- **DATA RECORDS**
PR #1425, opened 2026-08-29
Add geometric distances between points

jitendravjh:
Addresses #98, for pairs of points only. The existing `evaluate` methods are untouched.

```julia
EuclideanDistance()(p₁, p₂)
ManhattanDistance()(p₁, p₂)
GeodesicDistance()(p₁, p₂)
```

Dispatch is on the manifold. On `🌐` the Euclidean distance is the chord, and the geodesic is solved with the series of Karney (2013) on the ellipsoid of the datum. No new dependencies.

Verification:

- 500000 cases from Karney's test set, 167289 near antipodal: max error 7.451 nm
- 47 ellipsoids in CoordRefSystems against PROJ `geod_inverse`: worst 3.7 nm
- on a spherical datum it reproduces the great circle formula to 0.2 nm

1036 ns per pair, no allocations.

Karney, C. F. F. 2013. Algorithms for geodesics. https://doi.org/10.1007/s00190-012-0578-z

### DIFF
--- a/src/distances.jl
+++ b/src/distances.jl
@@ -45,24 +45,6 @@ struct EuclideanDistance <: GeometricDistance end
 (::EuclideanDistance)(p₁::Point{M}, p₂::Point{M}) where {M} = norm(p₂ - p₁)
 
 """
-    ManhattanDistance()
-
-Sum of the absolute differences of the coordinates of two points
-in Euclidean space (`𝔼`), also known as the taxicab distance.
-
-## Examples
-
-```julia
-d = ManhattanDistance()
-
-d(Point(0, 0), Point(1, 1))
-```
-"""
-struct ManhattanDistance <: GeometricDistance end
-
-(::ManhattanDistance)(p₁::Point{𝔼{Dim}}, p₂::Point{𝔼{Dim}}) where {Dim} = sum(abs, p₂ - p₁)
-
-"""
     GeodesicDistance()
 
 Length of the shortest path along the manifold of two points.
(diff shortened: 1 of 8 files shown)


src/distances.jl
```diff
@@ -2,6 +2,126 @@
...
+
+## Examples
+
+```julia
+d = ManhattanDistance()
+
+d(Point(0, 0), Point(1, 1))
+```
+"""
+struct ManhattanDistance <: GeometricDistance end
```
juliohm: I believe we can remove `ManhattanDistance` for now. The Euclidean and geodesic distances are by far the most used ones.

src/distances/geodesic.jl
```diff
@@ -0,0 +1,488 @@
...
+    ε^5 * evalpoly(ε, c₃[5])
+  )
+end
+
+# ----------------
+# INVERSE PROBLEM
+# ----------------
+
+# constants of the ellipsoid that are reused across the iteration
+struct GeodesicEllipsoid{T}
```
juliohm: Could we reuse the ellipsoid of revolution from CoordRefSystems.jl? Every point has a `ellipsoid(datum(crs(point)))`.

If we could rely on the CoordRefSystems.jl interface, that would be perfect. If a utility is missing in the public API, we could consider adding it. Perhaps some of the functions in this PR are already available in CoordRefSystems.jl.

juliohm (changes requested):
Thank you @jitendravjh ! Another amazing contribution! ❤️

jitendravjh:
Removed `ManhattanDistance`. The geodesic now takes the ellipsoid of revolution directly and reads `majoraxis`, `minoraxis`, `flattening` and `eccentricity²` off it.

Karney needs two more quantities, the second eccentricity squared and the third flattening. Both are one liners so I kept them local for now, happy to move them into CoordRefSystems.jl if you would rather have them there. I also went through `utils.jl` to see if anything else here was already available, did not find an overlap.

One side effect worth mentioning: `ellipfromaf⁻¹` throws on a negative flattening, so a prolate ellipsoid cannot be built and those branches were unreachable. I dropped them since there was no way to test them.

Numbers did not change, still 7.451 nm max on Karney's test set and no allocations.

juliohm (approved):
So nice to see this contribution! 🎉 ❤️ 

I am trusting your knowledge on this 💯 

Will just ask Copilot to see if it has more suggestions.

PR #1426, opened 2026-09-02
Add the direct and inverse geodesic problems

jitendravjh:
Follows up #1425 with the two geodesic problems.

```julia
geodesicfwd(p, ϕ, l)    # walk l along azimuth ϕ, return the point
geodesicbwd(p₁, p₂)     # azimuth at p₁ towards p₂
```

`geodesicbwd` returns one azimuth. The length is `GeodesicDistance` and the far end is `geodesicbwd(p₂, p₁)`. `geodesicfwd` keeps the CRS of its input.

The direct problem needed one new series, Karney's reverted C₁′. It is not iterative, 0.34 µs against 1.0 for the distance.

Over all 500000 rows of Karney's test set:

- direct position max 1.27e-8 m, azimuth max 1.75e-8 deg
- round trip back to p₂ max 8.5e-9 m
- distance bit identical to master
- 47 ellipsoids against PROJ `geod_direct`, worst 3.4 nm

The inverse azimuth is ill conditioned near antipodal points, only good to about 0.02 deg there. PROJ has the same error on the same rows, so those tests use a looser tolerance than the distance ones.

I kept both in `src/distances/` with the shared numerics, happy to move them.


docs/src/geodesics.md
```diff
@@ -0,0 +1,48 @@
...
+geodesicfwd
+geodesicbwd
+```
+
+The direct problem walks a given length along a given azimuth:
+
+```@example geodesics
+p = Point(LatLon(-33.8688, 151.2093))
+
+geodesicfwd(p, 45u"°", 1000u"km")
```
juliohm: Could you please add a method that takes unitless arguments and defaults to degree and meter units? i.e., `geodesicfwd(p, 45, 100)` will automatically add the units. That way the documentation will build correctly, without needing an explicit import of Unitful.jl

test/distances.jl
```diff
@@ -160,3 +160,101 @@ end
...
+      # inverse problem: the azimuth at each end
+      @test isapprox(geodesicbwd(p₁, p₂), azi₁ * u"°", atol=τϕ)
+      @test isapprox(geodesicbwd(p₂, p₁), (azi₂ - 180) * u"°", atol=τϕ)
+      # direct problem: the point reached and the distance to it
+      @test isapprox(geodesicfwd(p₁, azi₁, s₁₂), p₂, atol=τ)
+      @test isapprox(GeodesicDistance()(p₁, geodesicfwd(p₁, azi₁, s₁₂)), s₁₂ * u"m", atol=1e-7u"m")
+    end
+
+    # on a datum with a spherical ellipsoid the azimuth is the great circle one
+    S = CoordRefSystems.GRS80S
```
juliohm:
```suggestion
    S = GRS80S
```

juliohm (commented):
Two very minor suggestions 👏🏽 🚀 🥇

docs/src/geodesics.md
juliohm: Regarding this suggestion, we have `aslen` and `asdeg` utilities that can be used to convert any argument to unitful quantities.

jitendravjh:
> Regarding this suggestion, we have `aslen` and `asdeg` utilities that can be used to convert any argument to unitful quantities.

It already takes unitless args, `asdeg` and `aslen` were in there from the start. The docs example was the problem, switched it to plain numbers. GRS80S applied.

docs/src/geodesics.md
jitendravjh: Already does, `asdeg` and `aslen` were there from the start. Example switched to plain numbers.

test/distances.jl
jitendravjh: Done.

juliohm (approved):
❤️ 🚀 💯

- **ABOUT THIS EXERCISE**
Up to and including the line with "- 47 ellipsoids in", repeat the entries exactly, beginning at their first line.

- **ANSWER SPACE**
PR #1425, opened 2026-08-29
Add geometric distances between points

jitendravjh:
Addresses #98, for pairs of points only. The existing `evaluate` methods are untouched.

```julia
EuclideanDistance()(p₁, p₂)
ManhattanDistance()(p₁, p₂)
GeodesicDistance()(p₁, p₂)
```

Dispatch is on the manifold. On `🌐` the Euclidean distance is the chord, and the geodesic is solved with the series of Karney (2013) on the ellipsoid of the datum. No new dependencies.

Verification:

- 500000 cases from Karney's test set, 167289 near antipodal: max error 7.451 nm
- 47 ellipsoids in CoordRefSystems against PROJ `geod_inverse`: worst 3.7 nm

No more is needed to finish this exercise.